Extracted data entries
PR #12628, opened 2026-04-21
Avoid iterating lazy property sources for config imports

graemerocher:
## Summary
- skip config import normalization for non-Map property sources
- avoid touching lazy test-resources property sources during config import discovery
- add a regression test that proves neither get() nor iterator() is called

## Verification
- ./gradlew :micronaut-inject:test --tests io.micronaut.context.env.ConfigImportDeclarationsTest


dstepanov:
The fix looks like way specific. Can you explain the reasoning?

graemerocher:
I am going to change the fix slightly, the issue is that the current impl breaks test resources

graemerocher:
I altered the PR, so basically the test resources is broken without this change since it iterates the property sources and calls get(..) on them which triggers early init of test resource resolvers. The issue is complex but if we want test resources not to be broken we need this change

sdelamo (approved):

PR #12629, opened 2026-04-22
Async Http Client

dstepanov:
Async Http client that can be used without any kind of reactive framework.


graemerocher:
address the copilot feedback and get CI passing

graemerocher (approved):
fix sonar before merge

PR #12632, opened 2026-04-24
Instantiate introspected beans only when request values are present

### LINKED ISSUE #12608: Introspected types are always instantiated when binding from request
### Expected Behavior

Given the following Controller and introspected type:
```java
@Controller
public class MyController {

  @Introspected
  public record MyPojo() {}

  @Get("/query")
  public void queryValueNotNull(@QueryValue @NotNull MyPojo queryValue) {}


  
  @Introspected
  public record MyRequestBean(@Body @NotNull MyPojo body) {}

  @Get("/body")
  public void bodyNotNull(@RequestBean MyRequestBean requestBean) {}
}
```

When requesting `GET /query` or `GET /body`, without sending query values or a body, I would expect the server to respond with `HTTP 400 - Bad Request` since the `@NotNull` constraints should be violated.

This was the behavior **before** updating to Micronaut `4.10.0`.

### Actual Behaviour

After updating to Micronaut `4.10.0` the server unexpectedly responds with `HTTP 200 - OK` in both cases.

Because `MyPojo` is annotated with `@Introspected`, it will always be instantiated and is never `null`.

### Steps To Reproduce

1. Have a type annotated with `@Introspected`
2. Use this type to bind as `@QueryValue` (or `@Body` when wrapped inside a `@RequestBean`)
3. Request this endpoint without providing any further information
4. Observe that the bound value is never `null`

### Environment Information

_No response_

### Example Application

_No response_

### Version

4.10.0

iamsb97:
Fixes #12608.

Avoid instantiating `@Introspected` beans for `@QueryValue` and `@RequestBean` when no request values are present. Return null instead of an empty object.

Existing behavior for required arguments (e.g. HTTP 400) is unchanged; this applies when the argument is treated as optional/nullable.

This change currently covers `@QueryValue`, `@RequestBean` and `@Body` as specified in the issue. Please let me know if there are other annotations that should follow the same behavior.


iamsb97:
@dstepanov, please review this PR when you get a chance.

PR #12663, opened 2026-05-05
Raw generic match argument qualifier

dstepanov:
Adding the fix from https://github.com/micronaut-projects/micronaut-serialization/pull/1279


dstepanov:
@copilot Fix checkstyle

graemerocher (approved):

PR #12636, opened 2026-04-28
Introduce Introspected.Property annotation to support explicit bean properties

dstepanov:
- Added @Introspected.Property annotation with external name and read/write access support.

◆ **ASSIGNED TASK**
Check each line above for the string "record" and copy every line that has it.

◆ **YOUR SOLUTION**
  public record MyPojo() {}
  public record MyRequestBean(@Body @NotNull MyPojo body) {}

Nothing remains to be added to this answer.